God’s Greatest Ministry Gift
In this midst of the deep grief of failure and crisis God, as He did with St. Paul,   comes to us with what is perhaps a pastors’ greatest ministry gift: the gift of weakness…undeniable, unfathomable weakness. Though we don’t receive this gift willingly (and sometimes, we only accept it after severe trial when there’s absolutely nothing left), it is during the experience of weakness that God finally shows us where our strength really is, namely,  in His strength alone.
It is in this state of weakness that we may finally come to realize that God doesn’t need any of our strengths, our gifts, our efforts, our prudence, our charisma, our ambition or any of these sorts of things. All He needs… is our weakness. When we are in our greatest weakness, God can finally start proving to us that it is He who builds His church and it is He who determines what effect His Word will have through our weak and feeble ministries.
What We Need Most
Whatever we might like to think, God really doesn’t need our strengths. He doesn’t need mine, yours, or anyone else’s. What He needs most from all of us is our weakness. From God’s perspective, the more we have, the better for Him. When we’re absolutely helpless, that’s when God shows His most powerful action of grace in the strength that He works in us through His Word and Sacrament. It’s His pattern; it’s His promise.

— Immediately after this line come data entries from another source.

PR #320, opened 2019-01-31
Distance counterparts

### LINKED ISSUE #359: Implement metrics for stats about distance to counterparts
Feature request for a covariate which calculates metrics (average, standard deviation, etc) of the distance between event initiator and counterparts.

gzagatti:
Closes #359

### I have:

### Description

This PR implements another covariate. This covariate calculates metrics (average, standard deviation, etc) of the distance between event initiator and counterparts.

This PR also adds a utility for checking whether certain columns are available in event type tables before processing. This was required because we do not know which event types the user will request and event types do not contain the same column in all cases.


flowmachine/flowmachine/features/subscriber/distance_counterparts.py
```diff
@@ -0,0 +1,151 @@
...
+
+    Parameters
+    ----------
+    start, stop : str
+         iso-format start and stop datetimes
+    hours : 2-tuple of floats, default 'all'
+        Restrict the analysis to only a certain set
+        of hours within each day.
+    tables: str, default 'all'.
+        The table must have a `msisdn_counterpart` column.
```
maxalbert: I just realised that we allow the `subscriber_identifier` to be either `msisdn` or `imei`, but from this comment it seems that the counterpart is always identified via `msisdn`? There doesn't seem to be an easy fix given the current table structure, so this needs to be addressed separately. It probably applies to other metrics as well which are calculated from two parties.

flowmachine/flowmachine/features/subscriber/distance_counterparts.py
```diff
@@ -0,0 +1,151 @@
...
+        ).get_query()
+
+        self.distance_matrix = DistanceMatrix()
+
+        super().__init__()
+
+    def _make_query(self):
+
+        filters = []
+        if self.direction != "both":
```
maxalbert: A similar comment applies here as in the other PR: would be good to check that direction actually has a valid value. However, this really should be solved more properly so I've opened #357 for this.

flowmachine/flowmachine/features/subscriber/distance_counterparts.py
```diff
@@ -0,0 +1,151 @@
...
+            filters.append(
+                f"A.outgoing IS {'TRUE' if self.direction == 'out' else 'FALSE'}"
+            )
+        if self.exclude_self_calls:
+            filters.append("A.subscriber != A.msisdn_counterpart")
```
maxalbert: See above, this logic doesn't really make sense if the subscriber_identifier is `imei`, but we can't solve that in this PR.

flowmachine/flowmachine/features/subscriber/distance_counterparts.py
```diff
@@ -0,0 +1,151 @@
...
+                )
+            )
+
+        column_list = ["msisdn", "msisdn_counterpart", "id", "location_id", "outgoing"]
+        self.tables = parse_tables_ensuring_columns(
+            self.connection, tables, column_list
+        )
+
+        # EventsTablesUnion will only subset on the subscriber identifier,
+        # which means that we need to query for a unioned table twice.
```
maxalbert: I haven't had time to dig into this in detail, but my hunch is that the double join between the two unioned tables (in `_make_query` below) is likely to be very slow. The test currently takes ~12 seconds to run, and this is for the small test data! Have you had a chance to test this on larger data, or do you see a way to improve this? It's not a blocker if not, but we should leave a note somewhere to indicate the performance, and revisit it later.

flowmachine/tests/test_subscriber_distance_counterparts.py
```diff
@@ -0,0 +1,118 @@
...
+
+
+@pytest.fixture()
+def distance_matrix(get_dataframe):
+    """ Calculates the distance matrix between cells. """
+    return get_dataframe(DistanceMatrix())
+
+
+@pytest.fixture()
+def distance_counterparts(get_dataframe, distance_matrix):
```
maxalbert: This is a reference implementation using pandas, right? Can we make this clear in the fixture name, and also explain it in the docstring? E.g. name the fixture `distance_counterparts_expected` or `distance_counterparts_reference` or similar?

flowmachine/flowmachine/features/subscriber/distance_counterparts.py
gzagatti: The main problem here is that the MNO can only really tell the MSISDN for which the call/SMS is being directed to. Unless the subscriber is also on its network, it cannot tell anything about the IMEI of the receiving phone (at least that's my hunch). This becomes even more problematic with SMS, where the MNO sometimes can't even tell the counterpart details of an SMS transaction because they are not synchronous.

gzagatti: In any case, do you want me to address this issue in this PR in any particular way? For instance, by changing the docstring, etc.

flowmachine/flowmachine/features/subscriber/distance_counterparts.py
gzagatti: I have at least an extra condition that `self.subscriber_identifier in {"msisdn"}` to the if clause.

flowmachine/flowmachine/features/subscriber/distance_counterparts.py
gzagatti: Haven't done this test, but I agree that it should slow things down given that it is filtering the `events` table twice. Do you think it would perhaps more sense to simple join to the unfiltered `event` table using `msisdn_counterpart` as the key?

Ideally, I would like to see the `subscriber_subset` also collecting events for which the `msisdn_counterpart` is present. At the moment, it only allows for one column to be used for filtering.

flowmachine/flowmachine/features/subscriber/distance_counterparts.py
maxalbert: No, I think this is fine because it clearly states the expectation on the input table. (My comment above was more of a general reflection that this needs to be addressed in flowmachine, but #358 tracks this now).

flowmachine/flowmachine/features/subscriber/contact_balance.py
```diff
@@ -102,36 +106,14 @@ def __init__(
...
-
-        return parsed_tables
-
     def _make_query(self):
 
         filters = []
         if self.direction != "both":
             filters.append(
-                f"outgoing IS {'TRUE' if self.direction == 'out' else 'FALSE'}"
+                f"outgoing = {'TRUE' if self.direction == 'out' else 'FALSE'}"
```
maxalbert: FYI, the issue with the failing boolean clause due to the `WHERE ... IS TRUE` statement has been fixed in pglast (see [here](https://github.com/lelit/pglast/issues/11)). So we could revert this to your original version, but either is fine, it doesn't really matter.

flowmachine/flowmachine/features/subscriber/contact_balance.py
```diff
@@ -81,15 +81,19 @@ def __init__(
         self.subscriber_identifier = subscriber_identifier
         self.exclude_self_calls = exclude_self_calls
 
-        if self.direction in {"both"}:
+        if self.direction == "both":
             column_list = [self.subscriber_identifier, "msisdn_counterpart"]
-            self.tables = tables
+            self.tables = verify_columns_exist_in_all_tables(
```
maxalbert: This assignment to `self.tables` (and the verification of the columns) is duplicate, because it also happens in lines 94-95 below. I'd remove this statement here and only set the `column_list` (analogous to the `elif` branch in line 90 below).

Then we can simplify the helper function `verify_columns_exist_in_all_tables` by removing the return statement as well, which isn't needed for the verification that the columns are present.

If in our personal and professional life we desire only and exclusively what God desires, then what we most desire–and need–is God’s gift of weakness. It is in our weakness  we find God’s extraordinary supra-human strength for ministry. It is in our weakness that we realize His enormously strong work of grace in us. “My grace is sufficient for you,” He told St. Paul. This same promise is all that we have to “hang our hat” on. “My grace is sufficient for you.”
His Sufficient Grace In Weakness
If it was through Christ’s weakness that He achieved His greatest work. By voluntarily humbling Himself even unto death, God’s greatest and most powerful act of grace was given to us. Throughout Scripture, in St. Paul, and culminating in Jesus Christ we see that undeniable pattern: God demonstrates His strength in our weakness. .
What’s your strength? Don’t depend on it. It’s your greatest weakness. It’s you greatest liability. Give up your confidence in it. Give it up…to God so that He may take it, transform it, and use it as He determines in your weakness.
May He who begun this great work of weakness in you, bring it to completion in the most marvelous demonstration of His strength through you and your ministry to Jesus Christ. May His strength be made perfect in your greatest weakness.